Looking back, 2020 has been a really weird year. I had just started my new job as a consultant, and my first assignment at a client, when the Netherlands went into lockdown. By mid-march, I was completely working from home and was left with a lot of spare time. I had already started to build the ROSCar platform, and with the lockdown, I decided to dig into that project during the spare hours indoors. I gave myself the added goal of using ROS1 from scratch, instead of using the software provided by NVidia and from similar platforms like the DonkeyCar. Meanwhile, I also decided to start this blog mainly to log my work but it soon evolved into something I can potentially share with colleagues, collaborators or employers.

The ROSCar/Jetracer2 platform

By November, the ROSCar project was almost done. I was able to use ROS on the NVidia Jetson Nano to run NVidia’s Deep Learning examples, and then control the robot accordingly. However, while testing, I realized that the RC car was probably too big for my studio. The turning radius was too big, which made it really difficult to make complete turns (programming an autonomous 3 point turn was not something I planned on getting into, yet). I decided to purchase NVidia/Adafruit’s Jetbot kit (v1, I believe) and moved the electronics from the RC car platform to this new smaller, differential drive robot. Once that was done, I only had to change a small piece of software from ackermann to differential steering. By the end, I had this:

The Jetbot2 platform - based on the NVidia Jetbot with an IMU, Arduino Nano and status LEDs

I used this robot platform to capture images, trained a neural network using NVidia’s resources and finally developed a edge avoidance demo running completely with ROS Melodic. The results can be seen here:

Edge avoidance on the Jetbot2

I hope to clean up my code and write documentation for it soon, so that others can reproduce it. I think the Jetbot is really handy tool for anybody getting into Computer Vision and Deep Learning because NVidia provides a lot of resources regarding this. However, for aspiring roboticists, getting started with ROS is equally as important, so the ROS powered Jetbot2 could be a great place to start. I also designed my system such that the same electronics could be used on an RC car, with only high-level configuration changes in the software. In 2021, one of my goals is to improve the modularity of the system, so that it can work with differential, ackermann and different holonomic drive systems. Until I find a better name, I call it the AKROS project (simply my initials + ROS).

Plans for 2021:

For 2021, I decided to stick with the hobby and build a more complex system. In mid-2020, I had backed the OpenCV AI Kit (OAK) on Kickstarter and purchased an OAK-D, which is a stereo camera and a monocular camera with on-board monocular and spatial AI. Also, thanks to the ‘innovation budget’ my employer provides, I was able to purchase new components like a LiDAR scanner and a Raspberry Pi 4. I had also purchased a cheap holonomic platform with 4 motors (+ encoders) and omniwheels earlier in 2020, which I decided to use for this project. During the christmas holidays, I managed to assemble together a platform with all the electronics and some custom acrylic parts. I am still waiting for the OAK-D camera to be delivered, but here’s a preview of what the robot looks like:

The AKROS Differential robot alongside the Holonomic platform without the OAK-D camera. The cardboard parts are only prototypes/placeholders while I get acrylic parts.
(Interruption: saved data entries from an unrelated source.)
PR #2376, opened 2021-05-13
fix: `det deploy gcp` support for terraform 0.15 [DET-5449]

ioga:
## Description
Terraform 0.15 [doesn't support](https://www.terraform.io/docs/cli/commands/plan.html#passing-a-different-configuration-directory) passing the config directory as the last argument anymore; they suggest using -chdir instead, but that doesn't work in older terraform (e.g. 0.13). Since we explicitly specify the tfstate path anyway, change the subprocess `cwd` instead.

Also, remove `shell=True`. Now the users will be able to have directory names with spaces in them.

## Test Plan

In 2021, I have a few big plans for this robot:

  • I want to explore ROS2 as an option for this holonomic platform. It has a lot of advantages over ROS1 and I really want to learn more about DDSs (Data Distribution Services) and microROS (ROS for microcontrollers)
  • Firstly, I want to design and build a universal SLAM/navigation package with the Lidar and the OAK-D camera, using Nav2 (the ROS2 Navigation Stack) on the Raspberry Pi 4. This is something I expect to reuse in different robots in the future.
  • Parallelly, I also want to work on a positioning system using UWB for indoor use, GPS for outdoor use and an IMU for correction. I plan on designing and fabricating my own PCB for this process, using the Teensy 4.0 (and potentially microROS)
  • Finally, a robust controller for this holonomic system. I intend to add this to the AKROS platform, with the differential and ackermann drive systems (these are ROS1 packages, so I will use the ROS1-ROS2 bridge).

I also want to find a collaborator who could take over the motor control task since the SLAM package and the PCB would take most of my time. That being said, I certainly don’t expect to finish these goals 100%, especially since I hope to get vaccinated against Covid-19 this year and find some time to travel. However, with two people and three projects running in parallel, hopefully there is some progress on each topic by the end of 2021.